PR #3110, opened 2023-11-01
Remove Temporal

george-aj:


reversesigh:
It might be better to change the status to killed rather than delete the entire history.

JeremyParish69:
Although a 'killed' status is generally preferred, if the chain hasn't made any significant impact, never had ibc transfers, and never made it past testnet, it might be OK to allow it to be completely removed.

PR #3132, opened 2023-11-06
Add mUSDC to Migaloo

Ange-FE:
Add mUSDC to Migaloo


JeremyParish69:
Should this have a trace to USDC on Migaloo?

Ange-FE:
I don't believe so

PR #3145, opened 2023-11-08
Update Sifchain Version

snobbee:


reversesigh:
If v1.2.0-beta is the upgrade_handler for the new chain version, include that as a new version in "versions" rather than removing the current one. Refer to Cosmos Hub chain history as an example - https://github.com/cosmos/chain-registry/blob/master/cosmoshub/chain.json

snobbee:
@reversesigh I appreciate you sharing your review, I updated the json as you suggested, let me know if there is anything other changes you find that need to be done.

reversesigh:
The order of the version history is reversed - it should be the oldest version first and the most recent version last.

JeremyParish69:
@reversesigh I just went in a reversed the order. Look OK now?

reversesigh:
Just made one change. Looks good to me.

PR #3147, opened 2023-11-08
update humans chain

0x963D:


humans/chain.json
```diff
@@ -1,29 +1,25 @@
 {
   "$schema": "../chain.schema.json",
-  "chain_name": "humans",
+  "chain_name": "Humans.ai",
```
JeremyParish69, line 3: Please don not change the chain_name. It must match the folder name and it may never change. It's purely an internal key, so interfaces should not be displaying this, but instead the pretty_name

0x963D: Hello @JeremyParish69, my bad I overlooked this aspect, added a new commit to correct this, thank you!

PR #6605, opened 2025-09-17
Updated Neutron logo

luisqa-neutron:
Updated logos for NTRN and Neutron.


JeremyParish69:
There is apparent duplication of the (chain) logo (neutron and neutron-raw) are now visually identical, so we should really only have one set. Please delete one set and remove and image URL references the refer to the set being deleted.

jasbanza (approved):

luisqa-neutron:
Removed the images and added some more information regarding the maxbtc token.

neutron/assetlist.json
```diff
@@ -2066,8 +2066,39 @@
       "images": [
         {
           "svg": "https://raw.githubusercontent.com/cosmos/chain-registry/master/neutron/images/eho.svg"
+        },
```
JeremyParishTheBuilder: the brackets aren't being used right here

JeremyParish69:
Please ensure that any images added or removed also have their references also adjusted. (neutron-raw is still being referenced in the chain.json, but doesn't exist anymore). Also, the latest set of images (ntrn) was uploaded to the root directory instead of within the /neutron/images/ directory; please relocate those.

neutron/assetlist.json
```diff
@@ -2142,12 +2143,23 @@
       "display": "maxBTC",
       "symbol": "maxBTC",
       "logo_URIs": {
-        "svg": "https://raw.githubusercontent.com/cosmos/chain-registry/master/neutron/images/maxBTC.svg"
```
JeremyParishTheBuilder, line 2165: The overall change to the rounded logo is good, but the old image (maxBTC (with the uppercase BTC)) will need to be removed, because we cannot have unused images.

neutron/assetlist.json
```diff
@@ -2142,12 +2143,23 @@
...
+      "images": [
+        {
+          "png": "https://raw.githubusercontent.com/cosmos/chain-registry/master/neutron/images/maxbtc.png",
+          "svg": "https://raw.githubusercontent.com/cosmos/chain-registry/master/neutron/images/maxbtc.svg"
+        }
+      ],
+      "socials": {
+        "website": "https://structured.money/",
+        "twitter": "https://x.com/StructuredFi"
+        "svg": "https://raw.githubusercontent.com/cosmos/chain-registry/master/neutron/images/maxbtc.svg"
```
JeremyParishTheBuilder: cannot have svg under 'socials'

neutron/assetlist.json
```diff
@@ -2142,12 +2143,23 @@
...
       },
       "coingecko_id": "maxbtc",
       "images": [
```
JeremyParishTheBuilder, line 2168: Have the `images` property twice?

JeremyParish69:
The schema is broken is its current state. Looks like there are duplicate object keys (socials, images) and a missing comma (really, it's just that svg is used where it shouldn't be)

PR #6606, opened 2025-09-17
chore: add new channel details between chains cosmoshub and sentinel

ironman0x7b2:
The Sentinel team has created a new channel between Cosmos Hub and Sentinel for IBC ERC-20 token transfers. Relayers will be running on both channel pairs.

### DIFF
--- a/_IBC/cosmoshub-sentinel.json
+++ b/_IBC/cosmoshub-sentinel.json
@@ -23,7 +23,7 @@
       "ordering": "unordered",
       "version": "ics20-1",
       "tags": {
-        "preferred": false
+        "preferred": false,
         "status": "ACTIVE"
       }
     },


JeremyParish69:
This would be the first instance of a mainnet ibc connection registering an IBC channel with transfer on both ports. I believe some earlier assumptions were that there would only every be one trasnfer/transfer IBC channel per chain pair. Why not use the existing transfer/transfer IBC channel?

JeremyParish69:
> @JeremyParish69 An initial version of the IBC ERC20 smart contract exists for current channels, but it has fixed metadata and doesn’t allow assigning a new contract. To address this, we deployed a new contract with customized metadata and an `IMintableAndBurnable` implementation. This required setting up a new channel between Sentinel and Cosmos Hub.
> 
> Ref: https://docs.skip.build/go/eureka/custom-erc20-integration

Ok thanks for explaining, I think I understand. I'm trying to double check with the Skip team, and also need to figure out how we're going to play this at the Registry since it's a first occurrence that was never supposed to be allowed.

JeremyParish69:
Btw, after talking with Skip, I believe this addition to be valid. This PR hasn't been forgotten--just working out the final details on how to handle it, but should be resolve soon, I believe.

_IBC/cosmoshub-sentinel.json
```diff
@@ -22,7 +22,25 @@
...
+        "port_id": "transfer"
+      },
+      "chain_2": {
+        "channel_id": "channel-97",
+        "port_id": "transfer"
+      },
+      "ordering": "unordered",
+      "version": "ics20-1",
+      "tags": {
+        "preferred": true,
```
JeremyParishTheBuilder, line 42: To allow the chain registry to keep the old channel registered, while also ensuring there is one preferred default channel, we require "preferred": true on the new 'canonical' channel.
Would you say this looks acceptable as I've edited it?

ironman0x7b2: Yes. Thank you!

==============================

**WORK TO BE COMPLETED:** Determine the number of lines in the entries that contain the word "will". Give that number and nothing more.

**TASK RESULT:** 2